L'Assemblée nationale a voté vendredi l'extension de trois à onze du nombre de vaccins obligatoires pour les jeunes enfants qui naîtront à partir du 1er janvier 2018, à l'issue de vifs débats. Ces onze vaccins - coqueluche, rougeole-oreillons-rubéole, hépatite B, bactérie Haemophilus influenzae (source de méningites), pneumocoque, méningocoque C, en plus de la diphtérie, du tétanos et la poliomyélite - seront indispensables à l'enfant pour être admis en collectivité (crèche, école.…), ainsi que le prévoit l'article du projet de budget de la Sécu, qui a été adopté en première lecture par 63 voix contre 3, sous les applaudissements de la majorité.

Quasi unanimité dans la majorité. Outre la quasi-totalité des élus de la majorité, la droite, les socialistes et les Constructifs ont approuvé l'extension de l'obligation vaccinale, certains insistant cependant sur la nécessité de l'accompagner par de la pédagogie. Apparaissant assez isolée dans son groupe, Blandine Brocard (LREM) a demandé vainement la suppression de l'article, déplorant qu'"on contraint mais on ne convainc pas" et demandant un délai de "quelques mois" pour "rétablir la confiance".

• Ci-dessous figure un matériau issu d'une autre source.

PR #12635, opened 2021-09-24
core: set namespace within GeneratePasswordFromPolicy

calvn:
This PR makes a change on dynamicSystemView.GeneratePasswordFromPolicy to set a namespace value on its incoming context based on the value that exists on its mount entry.

GeneratePasswordFromPolicy is accessible to plugins via framework.Backend.System(), but callback handlers on the plugin side don't carry over the namespace its context, thus leading to cases where namespace value is not set when called by plugins. The dynamic system view already has visibility into its namespace through its mountEntry so we can just set the context's namespace to the value from there.

Prior to this change, static role credentials rotations would error due to missing namespace information.

Auto-rotation failure:

```
2021-09-23T11:28:38.363-0700 [ERROR] secrets.openldap.openldap_084ff8e4.openldap.vault-plugin-secrets-openldap: unable to rotate credentials in periodic function: error="unable to generate password: rpc error: code = Internal desc = failed to generate password: failed to retrieve password policy: no namespace" timestamp=2021-09-23T11:28:38.363-0700
```

Manual rotation failure:
```
Error writing data to openldap/rotate-role/mary: Error making API request.

Namespace: test/ad1/
URL: PUT http://localhost:8200/v1/openldap/rotate-role/mary
Code: 500. Errors:

* 1 error occurred:
	* unable to generate password: rpc error: code = Internal desc = failed to generate password
```

### DIFF
--- a/builtin/logical/database/backend_test.go
+++ b/builtin/logical/database/backend_test.go
@@ -45,7 +45,7 @@ func getCluster(t *testing.T) (*vault.TestCluster, logical.SystemView) {
 
 	os.Setenv(pluginutil.PluginCACertPEMEnv, cluster.CACertPEMFile)
 
-	sys := vault.TestDynamicSystemView(cores[0].Core)
+	sys := vault.TestDynamicSystemView(cores[0].Core, nil)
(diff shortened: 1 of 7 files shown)


kalafut (approved):

tomhjp (approved):
LGTM 👍

PR #12638, opened 2021-09-26
Add Counters endpoints to api client 

julienMichaud:
Hi, 

Tried to add these endpoints https://www.vaultproject.io/api-docs/system/internal-counters to the api client.

### DIFF
--- a/api/sys_counter.go
+++ b/api/sys_counter.go
@@ -1,0 +1,240 @@
+package api
+
+import (
+	"context"
+	"fmt"
+	"time"
+)
+
+func (c *Sys) ListCounters() (*Counter, error) {
+	r := c.c.NewRequest("GET", "/v1/sys/internal/counters/config")
+
+	ctx, cancelFunc := context.WithCancel(context.Background())
+	defer cancelFunc()
+	resp, err := c.c.RawRequestWithContext(ctx, r)
+	if err != nil {
+		return nil, err
+	}
+	defer resp.Body.Close()
+
+	var result Counter
+	err = resp.DecodeJSON(&result)
+
+	return &result, err
+}
+
+func (c *Sys) ConfigCounters(config CountersConfig) error {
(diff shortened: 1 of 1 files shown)


hsimon-hashicorp:
Hi @julienMichaud! Is there an issue that's open for this PR? In order to make sure that the Vault engineering team understands the scope of the work being done in the PR and how it slots into the existing work and roadmap, we like to be able to discuss the problem, use cases, and implementation details in an issue. Please link the issue to the PR and we can take a look. Thanks!

julienMichaud:
Hi, 

I dont think there is any issue related to this PR. 

I wanted to develop the counter ressources for the terraform-provider-vault, but the endpoints were not available through the api client. 
So I tried to create them myself and put a PR.

HridoyRoy (changes requested):
Hi @julienMichaud , thanks for submitting this PR! 

Unfortunately, since these are internal endpoints, we don't guarantee backward compatibility for them. Thus I'm hesitant to add these methods to the api package as it encourages reliance on `sys/internal`. 

It is still possible to achieve this functionality through the api, however, if absolutely necessary, through `Logical`, e.g. ` client.Logical().Write` and so on. 

However, on the other hand if this change does help facilitate a supported/greenlit Vault workflow that I'm overlooking, then we may want to add these helpers to the api after all. To that end, I'd love to hear more about the context/use-case/workflow you had in mind when submitting this PR. 

Thanks again!

ccapurso:
Hi, @julienMichaud. Once again, thank you for the contribution! As @HridoyRoy has mentioned, we are hesitant to include internal endpoints in the `Logical` API client. These endpoints are subject to change and backward compatibility is not a guarantee. As such, I’m going to go ahead and close this PR. A suggested workaround is to use existing `Logical` API methods (e.g. `client.Logical().Read("sys/internal/counters/entities")`).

L'indignation de Dupont-Aignan. Pour leur part, les communistes et les Insoumis, "défenseurs de la vaccination" en général, se sont interrogés notamment sur une "précipitation" du gouvernement à légiférer en la matière. Ils ont aussi prôné un "pôle public de production des vaccins", au lieu des laboratoires pharmaceutiques privés. Évoquant une visite non publique du Premier ministre Édouard Philippe chez Sanofi, le président de Debout la France et député de l'Essonne Nicolas Dupont-Aignan a demandé avec véhémence: "est-ce l'autorité politique qui gouverne ou les multinationales ?"  La ministre a aussitôt accusé l'ancien candidat à la présidentielle de chercher à se "refaire une santé sur le dos de nos enfants", et de vivre "à l'ère de la post-vérité".